* Exercise aim *
Would you return every entry, exactly as it is written?

* Collection entries *
------------------------------------
PR #3805, opened 2023-11-08
chore: update CNS, CNI, and dropgz

rbtr:
**What type of PR is this?**
/kind cleanup

adds the latest CNS, CNI, and dropgz (of 1.4 family)

Fixes #

**Requirements**:
  
- [ ] includes documentation
- [ ] adds unit tests

**Release note**:
```
none
```

### DIFF
--- a/vhdbuilder/packer/components.json
+++ b/vhdbuilder/packer/components.json
@@ -40,18 +40,16 @@
       "downloadURL": "mcr.microsoft.com/containernetworking/azure-cns:*",
       "amd64OnlyVersions": [],
       "multiArchVersions": [
-        "v1.4.44.5",
-        "v1.4.50",
-        "v1.5.11"
+        "v1.4.51",
+        "v1.5.15"
       ]
     },
     {
       "downloadURL": "mcr.microsoft.com/containernetworking/cni-dropgz:*",
       "amd64OnlyVersions": [],
       "multiArchVersions": [
-        "v0.0.4.1",
-        "v0.0.11",
-        "v0.0.15"
+        "v0.0.4.2",
+        "v0.1.1"
       ]
     },
     {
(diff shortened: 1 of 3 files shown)


vhdbuilder/packer/components.json
```diff
@@ -40,16 +40,18 @@
       "downloadURL": "mcr.microsoft.com/containernetworking/azure-cns:*",
       "amd64OnlyVersions": [],
       "multiArchVersions": [
-        "v1.4.44.5",
         "v1.4.50",
-        "v1.5.11"
+        "v1.4.51",
```
paulgmiller, line 44: we're dropping 1.4.50 because 51 is already mostly shoved out i assume?

But keeping 1.5.11 because .14 is still baking?

paulgmiller (approved):

vhdbuilder/packer/components.json
rbtr: dropping 1.4.44.5 because 1.4.50 should be mostly out by the time this goes out, and 1.4.51 is vNext.
keeping 1.5.11 as it's the current release on 1.28+/dualstack, we'll bring 1.5.14 as vNext after freeze

cameronmeissner:
seems to be blocked by an issue this introduces in VHD builds

rbtr:
I think an artifact updated here wasn't published correctly on my end, working on it

vhdbuilder/packer/components.json
juan-lee: Can we only have the latest versions of 1.4.x and 1.5.x?

juan-lee (approved):

vhdbuilder/packer/components.json
```diff
@@ -314,17 +312,21 @@
...
     {
       "fileName": "azure-vnet-cni-swift-linux-amd64-v*",
       "downloadLocation": "/opt/cni/downloads",
       "downloadURL": "https://acs-mirror.azureedge.net/azure-cni/v*/binaries",
       "versions": [
+        "1.4.43.1",
+        "1.4.51",
         "1.5.11",
-        "1.4.43.1"
+        "1.5.14"
```
juan-lee, line 329: should we just have 1.5.14 and 1.4.51?

UtheMan (approved):

ganeshkumar5699 (approved):

rbtr:
seems like the ARM check is broken? I don't see anything in the log that looks related to this change?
------------------------------------
* Solution for this problem *
PR #3805, opened 2023-11-08
chore: update CNS, CNI, and dropgz

rbtr:
**What type of PR is this?**
/kind cleanup

adds the latest CNS, CNI, and dropgz (of 1.4 family)

Fixes #

**Requirements**:
  
- [ ] includes documentation
- [ ] adds unit tests

**Release note**:
```
none
```

### DIFF
--- a/vhdbuilder/packer/components.json
+++ b/vhdbuilder/packer/components.json
@@ -40,18 +40,16 @@
       "downloadURL": "mcr.microsoft.com/containernetworking/azure-cns:*",
       "amd64OnlyVersions": [],
       "multiArchVersions": [
-        "v1.4.44.5",
-        "v1.4.50",
-        "v1.5.11"
+        "v1.4.51",
+        "v1.5.15"
       ]
     },
     {
       "downloadURL": "mcr.microsoft.com/containernetworking/cni-dropgz:*",
       "amd64OnlyVersions": [],
       "multiArchVersions": [
-        "v0.0.4.1",
-        "v0.0.11",
-        "v0.0.15"
+        "v0.0.4.2",
+        "v0.1.1"
       ]
     },
     {
(diff shortened: 1 of 3 files shown)


vhdbuilder/packer/components.json
```diff
@@ -40,16 +40,18 @@
       "downloadURL": "mcr.microsoft.com/containernetworking/azure-cns:*",
       "amd64OnlyVersions": [],
       "multiArchVersions": [
-        "v1.4.44.5",
         "v1.4.50",
-        "v1.5.11"
+        "v1.4.51",
```
paulgmiller, line 44: we're dropping 1.4.50 because 51 is already mostly shoved out i assume?

But keeping 1.5.11 because .14 is still baking?

paulgmiller (approved):

vhdbuilder/packer/components.json
rbtr: dropping 1.4.44.5 because 1.4.50 should be mostly out by the time this goes out, and 1.4.51 is vNext.
keeping 1.5.11 as it's the current release on 1.28+/dualstack, we'll bring 1.5.14 as vNext after freeze

cameronmeissner:
seems to be blocked by an issue this introduces in VHD builds

rbtr:
I think an artifact updated here wasn't published correctly on my end, working on it

vhdbuilder/packer/components.json
juan-lee: Can we only have the latest versions of 1.4.x and 1.5.x?

juan-lee (approved):

vhdbuilder/packer/components.json
```diff
@@ -314,17 +312,21 @@
...
     {
       "fileName": "azure-vnet-cni-swift-linux-amd64-v*",
       "downloadLocation": "/opt/cni/downloads",
       "downloadURL": "https://acs-mirror.azureedge.net/azure-cni/v*/binaries",
       "versions": [
+        "1.4.43.1",
+        "1.4.51",
         "1.5.11",
-        "1.4.43.1"
+        "1.5.14"
```
juan-lee, line 329: should we just have 1.5.14 and 1.4.51?

UtheMan (approved):

ganeshkumar5699 (approved):

rbtr:
seems like the ARM check is broken? I don't see anything in the log that looks related to this change?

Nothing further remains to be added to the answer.